Thank you very much 
I just wish I didnt have to wait to get it finished  Need some fake moss/paints lol


----------



## Feadern (Sep 15, 2010)

Day 4
Okay so I finally managed to get some 'fake grass' to use as moss for the background. This stuff is like chopped cotton so if you use it i'd recommend using it BEFORE you varnish so that the varnish can keep it locked in and safe from your reptile eating it! 
I applied the moss using watered down PVA and then using tweezers to apply the fake grass by 'dabbing' it on the glue so there wasnt as much excess.

These are the items I used:








(The cup is to mix the PVA!)

The 'Fake Grass' from a GamesWorkshop Store (Warhammer):









Added watered down glue:









Then added the moss effect:










I only took 2 pictures to show you the effect on a pillar and across the top, but I have done it a lot more where the leaves and platform are (see previous pics) but it would take a lot more picture show you each part. Sorry!

This is what it looked like;
Pillar -









Top edge -









I just want to say thank you to all the people leaving me nice messages too. I am becoming quite proud of the background as I thought I was gonna make a horrible mess of it and it just looking like a big grey bulky mess. So thank you!

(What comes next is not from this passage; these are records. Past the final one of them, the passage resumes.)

PR #1031, opened 2019-04-11
chore(CIS): Ensure permissions on all log files are configured

CecileRobertMichon:
**Reason for Change**:

CIS 4.2.4 Ensure permissions on all logfiles are configured 

**Issue Fixed**:

Fixes #1012 

**Requirements**:

- [ ] uses [conventional commit messages](https://www.conventionalcommits.org/)
  
- [ ] includes documentation
- [ ] adds unit tests
- [ ] tested upgrade from previous version

**Notes**:

PR #1039, opened 2019-04-12
chore(CIS): CIS network configuration enforcement

### LINKED ISSUE #988: CIS Network configuration enforcement
in `/etc/sysctl.d/60-CIS.conf`:

```
# 3.1.2 Ensure packet redirect sending is disabled (Scored)

net.ipv4.conf.all.send_redirects = 0
net.ipv4.conf.default.send_redirects = 0

# 3.2.1 Ensure source routed packets are not accepted (Scored) 

net.ipv4.conf.all.accept_source_route = 0
net.ipv4.conf.default.accept_source_route = 0

# 3.2.2 Ensure ICMP redirects are not accepted (Scored)

net.ipv4.conf.all.accept_redirects = 0
net.ipv4.conf.default.accept_redirects = 0

# 3.2.3 Ensure secure ICMP redirects are not accepted (Scored)

net.ipv4.conf.all.secure_redirects = 0
net.ipv4.conf.default.secure_redirects = 0

# 3.2.4 Ensure suspicious packets are logged (Scored)

net.ipv4.conf.all.log_martians = 1
net.ipv4.conf.default.log_martians = 1

# 3.3.1 Ensure IPv6 router advertisements are not accepted (Not Scored)

net.ipv6.conf.all.accept_ra = 0
net.ipv6.conf.default.accept_ra = 0

# 3.3.2 Ensure IPv6 redirects are not accepted (Not Scored)

net.ipv6.conf.all.accept_redirects = 0
net.ipv6.conf.default.accept_redirects = 0
```

jackfrancis:
**Reason for Change**:

Adds network configuration changes to accommodate CIS benchmarks.

Proposes a new "VHD file delivery" pattern that is partly re-usable. Primarily: we will maintain the file in one place, i.e., `parts/k8s/cloud-init/artifacts/`; however, the delivery implementation is distinct between "full install" flow vs VHD-backed flow.

Includes some new E2E stuffs to accomodate delivering a common shell script to run for validation across all nodes.

**Issue Fixed**:

Fixes #988 

**Requirements**:

- [ ] includes documentation
- [ ] adds unit tests

**Notes**:


parts/k8s/cloud-init/artifacts/cse_main.sh
```diff
@@ -179,6 +179,7 @@ ps auxfww > /opt/azure/provision-ps.log &
 
 if $FULL_INSTALL_REQUIRED; then
   applyCIS || exit $ERR_CIS_HARDENING_ERROR
+  sysctl_reload 20 5 10 || exit $ERR_SYSCTL_RELOAD
```
jackfrancis: @CecileRobertMichon This is how we enable these changes for non-VHD scenario

CecileRobertMichon: Cool thanks. How about running that in the VHD build? Or will VMs starting from that VHD automatically pick up the configs on the disk?

CecileRobertMichon:
Commit message should be `chore(CIS): ...`

parts/k8s/cloud-init/artifacts/cse_main.sh
jackfrancis: We don't need it in the VHD build process unless we want to run validation tests, because the configuration will be applied at next boot.

jackfrancis: Nevermind, we don't have a VHD implementation for these cloud-init-delivered changes, hmm...

CecileRobertMichon: yeah that was what I meant

CecileRobertMichon:
squash commit message is picked up from single commit in this case @jackfrancis.

parts/k8s/cloud-init/artifacts/cse_main.sh
```diff
@@ -29,6 +29,12 @@ cis_script=/opt/azure/containers/provision_cis.sh
 wait_for_file 3600 1 $cis_script || exit $ERR_FILE_WATCH_TIMEOUT
 source $cis_script
 
+if [[ $OS == $UBUNTU_OS_NAME ]]; then
```
jackfrancis: @CecileRobertMichon moved this up here to run on every ubuntu CSE invocation (VHD or full install)

packer/install-dependencies.sh
```diff
@@ -4,10 +4,14 @@ source /home/packer/provision_source.sh
 source /home/packer/cis.sh
 
 RELEASE_NOTES_FILEPATH=/var/log/azure/golden-image-install.complete
+SYSCTL_CONFIG_SRC=/home/packer/sysctl-d-60-CIS.conf
+SYSCTL_CONFIG_DEST=/etc/sysctl.d/60-CIS.conf
 
 echo "Starting build on " `date` > ${RELEASE_NOTES_FILEPATH}
 echo "Using kernel:" >> ${RELEASE_NOTES_FILEPATH}
 cat /proc/version | tee -a ${RELEASE_NOTES_FILEPATH}
+cp $SYSCTL_CONFIG $SYSCTL_CONFIG_DEST && chmod 0644 $SYSCTL_CONFIG_DEST
```
jackfrancis: O.K. on second thought enabling this in VHD is pretty trivial and maintainable, we still have one source of truth with the exception of file mode enforcement.

parts/k8s/cloud-init/artifacts/cse_main.sh
```diff
@@ -63,7 +63,10 @@ else
     FULL_INSTALL_REQUIRED=true
 fi
 
-if [[ $OS != $COREOS_OS_NAME ]] && [[ $FULL_INSTALL_REQUIRED ]]; then
+if [[ $OS == $UBUNTU_OS_NAME ]] && [[ $FULL_INSTALL_REQUIRED ]]; then
```
jackfrancis: Now that this should be there via VHD we only do this in the full install scenario. Also changed `$OS != $COREOS_OS_NAME` to `$OS == $UBUNTU_OS_NAME` as that's a more expressive/accurate condition given the current level of OS support (i.e., we only support CoreOS and Ubuntu, so it's sort of unnecessarily obtuse to do the not condition IMO)

packer/install-dependencies.sh
CecileRobertMichon: not sure what that brings if we're already adding the file in cloud init. We should keep this pattern consistent, right now all other .conf files are written as part of cloud-init.

jackfrancis: It's to satisfy customers who want these configurations to not be applied "at runtime".

CecileRobertMichon: Makes sense. We should do this for all the other CIS files too then (etc/issue, etc.)

jackfrancis: Yeah, let's use this PR as a prototype, get the patterns how we want them

packer/install-dependencies.sh
```diff
@@ -4,10 +4,14 @@ source /home/packer/provision_source.sh
 source /home/packer/cis.sh
 
 RELEASE_NOTES_FILEPATH=/var/log/azure/golden-image-install.complete
+SYSCTL_CONFIG_SRC=/home/packer/sysctl-d-60-CIS.conf
+SYSCTL_CONFIG_DEST=/etc/sysctl.d/60-CIS.conf
 
 echo "Starting build on " `date` > ${RELEASE_NOTES_FILEPATH}
 echo "Using kernel:" >> ${RELEASE_NOTES_FILEPATH}
 cat /proc/version | tee -a ${RELEASE_NOTES_FILEPATH}
+cp $SYSCTL_CONFIG_SRC $SYSCTL_CONFIG_DEST && chmod 0644 $SYSCTL_CONFIG_DEST
```
jackfrancis: @CecileRobertMichon can you validate that this `cp` command is doing what I think it's doing? (i.e., paving a file onto the OS fs in order to ensure the file is baked into the VHD)

test/e2e/kubernetes/kubernetes_test.go
```diff
@@ -108,7 +110,7 @@ var _ = Describe("Azure Container Cluster using the Kubernetes Orchestrator", fu
 			if eng.ExpandedDefinition.Properties.MasterProfile.IsUbuntu() {
 				kubeConfig, err := GetConfig()
 				Expect(err).NotTo(HaveOccurred())
-				master := fmt.Sprintf("azureuser@%s", kubeConfig.GetServerName())
+				master := fmt.Sprintf("%s@%s", eng.ExpandedDefinition.Properties.LinuxProfile.AdminUsername, kubeConfig.GetServerName())
```
jackfrancis: cleaned up a bunch of `"azureuser"` string literals in favor of deriving this from the api model

test/e2e/kubernetes/kubernetes_test.go
```diff
@@ -168,6 +170,37 @@ var _ = Describe("Azure Container Cluster using the Kubernetes Orchestrator", fu
 			}
 		})
 
+		It("should validate Ubuntu host OS network configuration on all nodes", func() {
+			if eng.ExpandedDefinition.Properties.IsUbuntuDistroForAllNodes() {
+				kubeConfig, err := GetConfig()
```
jackfrancis: We can clean up some of this boilerplate in the future, but this is (IMO) O.K. as a pattern we can copy/paste develop for the remaining CIS changes

packer/vhd-image-builder.json
```diff
@@ -69,6 +69,11 @@
             "source": "packer/install-dependencies.sh",
             "destination": "/home/packer/install-dependencies.sh"
         },
+        {
+            "type": "file",
+            "source": "parts/k8s/cloud-init/artifacts/sysctl-d-60-CIS.conf",
+            "destination": "/home/packer/sysctl-d-60-CIS.conf"
```
CecileRobertMichon: no need to use cp, you can use this destination interface to pave the file where you want it to go, so here:

```suggestion
            "destination": "/etc/sysctl.d/60-CIS.conf"
```

packer/install-dependencies.sh
CecileRobertMichon: see my comment in vhd-image-builder.json

packer/vhd-image-builder.json
CecileRobertMichon: https://www.packer.io/docs/provisioners/file.html

CecileRobertMichon: "The file Packer provisioner uploads files to machines built by Packer. The recommended usage of the file provisioner is to use it to upload files, and then use shell provisioner to move them to the proper place, set permissions, etc."

jackfrancis: so chould we make the destination change or no? sounds like we keep the `chmod` statement in the install script

packer/install-dependencies.sh
CecileRobertMichon: once https://github.com/Azure/aks-engine/pull/1031 merges you can add the permissions there

packer/vhd-image-builder.json
CecileRobertMichon: I think you can upload it to the right place right away since /etc/ already exists. Worth trying at least. And then set permissions in the function added in #1031.

parts/k8s/cloud-init/nodecustomdata.yml
```diff
@@ -126,6 +126,15 @@ write_files:
   content: !!binary |
     {{CloudInitData "etcIssue"}}
 
+{{if not .IsVHDDistro}}
```
jackfrancis: @CecileRobertMichon thoughts on this pattern?

packer/install-dependencies.sh
```diff
@@ -4,10 +4,12 @@ source /home/packer/provision_source.sh
 source /home/packer/cis.sh
 
 RELEASE_NOTES_FILEPATH=/var/log/azure/golden-image-install.complete
+SYSCTL_CONFIG_SRC=/home/packer/sysctl-d-60-CIS.conf
```
CecileRobertMichon: is this still needed?

parts/k8s/cloud-init/nodecustomdata.yml
CecileRobertMichon: just one thought, do we want this for Coreos? If not `.IsUbuntu` might be a better fit

jackfrancis: The idea is to not use cloud-init for VHD-backed flows, because we've already done this work via packer.

packer/vhd-image-builder.json
jackfrancis: Done, VHD CI test should validate if that worked, as the `chmod 644 /etc/sysctl.d/60-CIS.conf` statement in `applyCIS` fail if the file doesn't exist.

jackfrancis:
Validated on an "ubuntu" distro cluster:

```
  should validate Ubuntu host OS network configuration on all nodes
  /Users/jackfrancis/work/src/github.com/Azure/aks-engine/test/e2e/kubernetes/kubernetes_test.go:173

$ k config view -o json

$ k get nodes -o json

$ scp -i /Users/jackfrancis/work/src/github.com/Azure/aks-engine/_output/kubernetes-westus2-75990-ssh -o StrictHostKeyChecking=no scripts/net-config-validate.sh azureuser@kubernetes-westus2-75990.westus2.cloudapp.azure.com:/tmp/net-config-validate.sh
2019/04/12 14:52:06 Warning: Permanently added 'kubernetes-westus2-75990.westus2.cloudapp.azure.com,13.66.173.23' (ECDSA) to the list of known hosts.


$ ssh -A -i /Users/jackfrancis/work/src/github.com/Azure/aks-engine/_output/kubernetes-westus2-75990-ssh -o ConnectTimeout=30 -o StrictHostKeyChecking=no azureuser@kubernetes-westus2-75990.westus2.cloudapp.azure.com -p 22 scp -o StrictHostKeyChecking=no /tmp/net-config-validate.sh k8s-agentpool1-14444666-vmss000000:/tmp/net-config-validate.sh

$ ssh -A -i /Users/jackfrancis/work/src/github.com/Azure/aks-engine/_output/kubernetes-westus2-75990-ssh -p 22 -o ConnectTimeout=10 -o StrictHostKeyChecking=no -o UserKnownHostsFile=/dev/null -o LogLevel=ERROR azureuser@kubernetes-westus2-75990.westus2.cloudapp.azure.com ssh -o ConnectTimeout=10 -o StrictHostKeyChecking=no -o UserKnownHostsFile=/dev/null -o LogLevel=ERROR k8s-agentpool1-14444666-vmss000000 "/tmp/net-config-validate.sh"
2019/04/12 14:52:08 0
0
0
0
+ grep 0
+ cat /proc/sys/net/ipv4/conf/all/send_redirects
+ grep 0
+ cat /proc/sys/net/ipv4/conf/default/send_redirects
+ cat /proc/sys/net/ipv4/conf/all/accept_source_route
+ grep 0
+ cat /proc/sys/net/ipv4/conf/default/accept_source_route
+ grep 0
+ cat /proc/sys/net/ipv4/conf/all/accept_redirects
+ grep 0
0
0
0
0
1
1
0
0
0
0
+ cat /proc/sys/net/ipv4/conf/default/accept_redirects
+ grep 0
+ cat /proc/sys/net/ipv4/conf/all/secure_redirects
+ grep 0
+ cat /proc/sys/net/ipv4/conf/default/secure_redirects
+ grep 0
+ grep 1
+ cat /proc/sys/net/ipv4/conf/all/log_martians
+ cat /proc/sys/net/ipv4/conf/default/log_martians
+ grep 1
+ cat /proc/sys/net/ipv6/conf/all/accept_ra
+ grep 0
+ cat /proc/sys/net/ipv6/conf/default/accept_ra
+ grep 0
+ cat /proc/sys/net/ipv6/conf/all/accept_redirects
+ grep 0
+ cat /proc/sys/net/ipv6/conf/default/accept_redirects
+ grep 0


$ ssh -A -i /Users/jackfrancis/work/src/github.com/Azure/aks-engine/_output/kubernetes-westus2-75990-ssh -o ConnectTimeout=30 -o StrictHostKeyChecking=no azureuser@kubernetes-westus2-75990.westus2.cloudapp.azure.com -p 22 scp -o StrictHostKeyChecking=no /tmp/net-config-validate.sh k8s-agentpool1-14444666-vmss000001:/tmp/net-config-validate.sh

$ ssh -A -i /Users/jackfrancis/work/src/github.com/Azure/aks-engine/_output/kubernetes-westus2-75990-ssh -p 22 -o ConnectTimeout=10 -o StrictHostKeyChecking=no -o UserKnownHostsFile=/dev/null -o LogLevel=ERROR azureuser@kubernetes-westus2-75990.westus2.cloudapp.azure.com ssh -o ConnectTimeout=10 -o StrictHostKeyChecking=no -o UserKnownHostsFile=/dev/null -o LogLevel=ERROR k8s-agentpool1-14444666-vmss000001 "/tmp/net-config-validate.sh"
2019/04/12 14:52:10 + grep 0
+ cat /proc/sys/net/ipv4/conf/all/send_redirects
0
+ cat /proc/sys/net/ipv4/conf/default/send_redirects
+ grep 0
0
+ cat /proc/sys/net/ipv4/conf/all/accept_source_route
+ grep 0
0
+ cat /proc/sys/net/ipv4/conf/default/accept_source_route
+ grep 0
0
+ cat /proc/sys/net/ipv4/conf/all/accept_redirects
+ grep 0
0
0
0
0
+ cat /proc/sys/net/ipv4/conf/default/accept_redirects
+ grep 0
+ cat /proc/sys/net/ipv4/conf/all/secure_redirects
+ grep 0
+ cat /proc/sys/net/ipv4/conf/default/secure_redirects
+ grep 0
1
+ cat /proc/sys/net/ipv4/conf/all/log_martians
+ grep 1
+ cat /proc/sys/net/ipv4/conf/default/log_martians
+ grep 1
1
+ cat /proc/sys/net/ipv6/conf/all/accept_ra
+ grep 0
0
+ cat /proc/sys/net/ipv6/conf/default/accept_ra
+ grep 0
0
+ cat /proc/sys/net/ipv6/conf/all/accept_redirects
0
+ grep 0
+ cat /proc/sys/net/ipv6/conf/default/accept_redirects
0
+ grep 0


$ ssh -A -i /Users/jackfrancis/work/src/github.com/Azure/aks-engine/_output/kubernetes-westus2-75990-ssh -o ConnectTimeout=30 -o StrictHostKeyChecking=no azureuser@kubernetes-westus2-75990.westus2.cloudapp.azure.com -p 22 scp -o StrictHostKeyChecking=no /tmp/net-config-validate.sh k8s-master-14444666-0:/tmp/net-config-validate.sh

$ ssh -A -i /Users/jackfrancis/work/src/github.com/Azure/aks-engine/_output/kubernetes-westus2-75990-ssh -p 22 -o ConnectTimeout=10 -o StrictHostKeyChecking=no -o UserKnownHostsFile=/dev/null -o LogLevel=ERROR azureuser@kubernetes-westus2-75990.westus2.cloudapp.azure.com ssh -o ConnectTimeout=10 -o StrictHostKeyChecking=no -o UserKnownHostsFile=/dev/null -o LogLevel=ERROR k8s-master-14444666-0 "/tmp/net-config-validate.sh"
2019/04/12 14:52:12 0
+ grep 0
+ cat /proc/sys/net/ipv4/conf/all/send_redirects
+ cat /proc/sys/net/ipv4/conf/default/send_redirects
+ grep 0
0
+ cat /proc/sys/net/ipv4/conf/all/accept_source_route
+ grep 0
0
+ cat /proc/sys/net/ipv4/conf/default/accept_source_route
+ grep 0
0
0
0
0
0
1
1
0
+ cat /proc/sys/net/ipv4/conf/all/accept_redirects
+ grep 0
+ cat /proc/sys/net/ipv4/conf/default/accept_redirects
+ grep 0
+ cat /proc/sys/net/ipv4/conf/all/secure_redirects
+ grep 0
+ cat /proc/sys/net/ipv4/conf/default/secure_redirects
+ grep 0
+ cat /proc/sys/net/ipv4/conf/all/log_martians
+ grep 1
+ cat /proc/sys/net/ipv4/conf/default/log_martians
+ grep 1
+ cat /proc/sys/net/ipv6/conf/all/accept_ra
+ grep 0
+ cat /proc/sys/net/ipv6/conf/default/accept_ra
+ grep 0
0
+ cat /proc/sys/net/ipv6/conf/all/accept_redirects
+ grep 0
0
+ cat /proc/sys/net/ipv6/conf/default/accept_redirects
+ grep 0
0

•
```

parts/k8s/cloud-init/nodecustomdata.yml
CecileRobertMichon: yes but my question is should we also add this file to coreos VMs?

jackfrancis: CoreOS is out of scope for CIS at this time

CecileRobertMichon: the way you're paving the file right now it IS being added to CoreOS VMs. What I'm saying is that maybe we should exclude CoreOS as well to not change that scenario (and use `.IsUbuntu` instead).

jackfrancis: I see what you're saying.

parts/k8s/cloud-init/masternodecustomdata.yml
```diff
@@ -65,6 +65,15 @@ write_files:
   content: !!binary |
     {{CloudInitData "systemConf"}}
 
+{{if .MasterProfile.IsUbuntuNonVHD}}
```
jackfrancis: @CecileRobertMichon this new method more explicitly provides what we're after

pkg/api/types.go
```diff
@@ -1175,6 +1180,11 @@ func (m *MasterProfile) IsUbuntu() bool {
 	return m.IsUbuntu1604() || m.IsUbuntu1804()
 }
 
+// IsUbuntuNonVHD returns true if the distro uses a base Ubuntu image
+func (m *MasterProfile) IsUbuntuNonVHD() bool {
+	return m.IsUbuntu() && !m.IsVHDDistro()
```
CecileRobertMichon: this is equivalent to the already existing `IsUbuntu` function, I don't think we need a new one.

jackfrancis:
```
	switch m.Distro {
	case AKS, Ubuntu, ACC1604:
		return true
```

CecileRobertMichon:
```
// IsUbuntu returns true if the master profile distro is any ubuntu distro
func (m *MasterProfile) IsUbuntu() bool {
	return m.IsUbuntu1604() || m.IsUbuntu1804()
}
```

jackfrancis: We are pasting the same thing. :)

`IsUbuntu()` returns true if the distro is `AKS` or `AKS1804`. That doesn't fulfill the requirements of "ubuntu non-VHD".

CecileRobertMichon: Oh wow I totally misread that, my bad

CecileRobertMichon: I thought `IsUbuntu1604` was literally the `Ubuntu1604` distro... that's a bit confusing.

parts/k8s/cloud-init/artifacts/cse_main.sh
CecileRobertMichon: I included this in #1043 since I'm already fixing that if statement

jackfrancis: thanks, I fixed the `[[ $FULL_INSTALL_REQUIRED ]];` thing in this PR as well

parts/k8s/cloud-init/artifacts/cse_main.sh
```diff
@@ -178,7 +181,9 @@ mkdir -p /opt/azure/containers && touch /opt/azure/containers/provision.complete
 ps auxfww > /opt/azure/provision-ps.log &
 
 if $FULL_INSTALL_REQUIRED; then
-  applyCIS || exit $ERR_CIS_HARDENING_ERROR
+  if [[ $OS != $COREOS_OS_NAME ]]; then
```
CecileRobertMichon: let's change to `if [[ $OS == $UBUNTU_OS_NAME ]] && [ "$FULL_INSTALL_REQUIRED" = "true" ]; then` to match the above.

pkg/api/types.go
CecileRobertMichon: I still think we want this to be `return m.Distro == Ubuntu || m.Distro == Ubuntu1804` to exclude ACC1604 and ONLY include the vanilla Ubuntu image explicitly.

parts/k8s/cloud-init/artifacts/cse_main.sh
jackfrancis: That messes up our else, I can change the inner block to if ubuntu, tho

pkg/api/types.go
jackfrancis: Why do we want to exclude `ACC1604`?

CecileRobertMichon: I don't know if we do but it's a special case https://github.com/Azure/aks-engine/blob/master/docs/topics/sgx.md and a custom image that the Azure Confidential Compute team maintains. @dmitsh might be able to tell us if we should apply CIS hardening for those.

CecileRobertMichon: I think it should be out of scope for now and we can optionally opt it in later if it turns out they do want it. We don't have good testing around it though so we risk breaking it with this PR if we don't validate that scenario.

jackfrancis: As long as it's an Ubuntu 16.04-LTS or 18.04-LTS base let's include it, it should work fine. These changes should not effect any k8s app layer behaviors, they should simply provide a better hardened OS underpinning for Ubuntu based on CIS recommendations.

jackfrancis: Making it out of scope essentially means bringing it out of the `IsUbuntu` conveniences. We can't reasonably manually work around the `ACC1604` case any other way.

CecileRobertMichon: I see what you're saying. We also need `IsUbuntuNonVHD` to be equivalent to 
```
$FULL_INSTALL_REQUIRED; then
```
otherwise the file permission step will fail.

parts/k8s/cloud-init/artifacts/cse_helpers.sh
```diff
@@ -210,4 +211,16 @@ systemctl_restart() {
             sleep $wait_sleep
         fi
     done
+}
+sysctl_reload() {
+    retries=$1; wait_sleep=$2; timeout=$3
+    for i in $(seq 1 $retries); do
+        timeout $timeout sysctl --system
+        [ $? -eq 0  ] && break || \
```
mboersma: There's an extra space after `0`. Also I think this would be simpler as:
```shell
timeout $timeout sysctl --system && break || \
```

pkg/api/types.go
```diff
@@ -1200,6 +1210,11 @@ func (a *AgentPoolProfile) IsCoreOS() bool {
 	return a.OSType == Linux && a.Distro == CoreOS
 }
 
+// IsVHDDistro returns true if the distro uses VHD SKUs
+func (a *AgentPoolProfile) IsVHDDistro() bool {
```
mboersma: Too bad this logic has to be the same as the master version, but I guess there isn't a common interface.

jackfrancis: Indeed, we have this debt among all of the profile methods across master vs agent pool.

parts/k8s/cloud-init/artifacts/cse_helpers.sh
jackfrancis: This is copy/pasta, let's use your suggested fix in a follow-up PR to all funcs in this helpers file

mboersma: Agreed—let me know whenever the CIS dust has settled enough, because I have lots of script refactoring and linting ready to unleash.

I will update soon to let you know how the varnishing goes. I have 'Satin' Yacht varnish and I am worried it may cause too much of a 'shine' so may need to get some Matt Varnish :lol2:


----------



## dinostore (Feb 23, 2011)

that looks awesome


----------



## ch4dg (Jul 24, 2008)

that is looking ace: victory:



Feadern said:


> use it i'd recommend using it BEFORE you varnish so that the varnish can keep it locked in and safe from your reptile eating it!


well done for planning that, as not alot of people think of this:no1:


----------



## george98 (Jun 26, 2011)

NOOOOOOOOO DONT USE SPRAY PAINT !!!!! 

i did on a bit of my fake rock background just like you are goin to and it burn through a little in quite a few places !!!! 

im not saying this will happen to you but it did to me and i did the same as your going todo so i think its something in the mixture which makes it be able to be sprayed through a can instead of the normal substance (in a tin applying with a paint brush)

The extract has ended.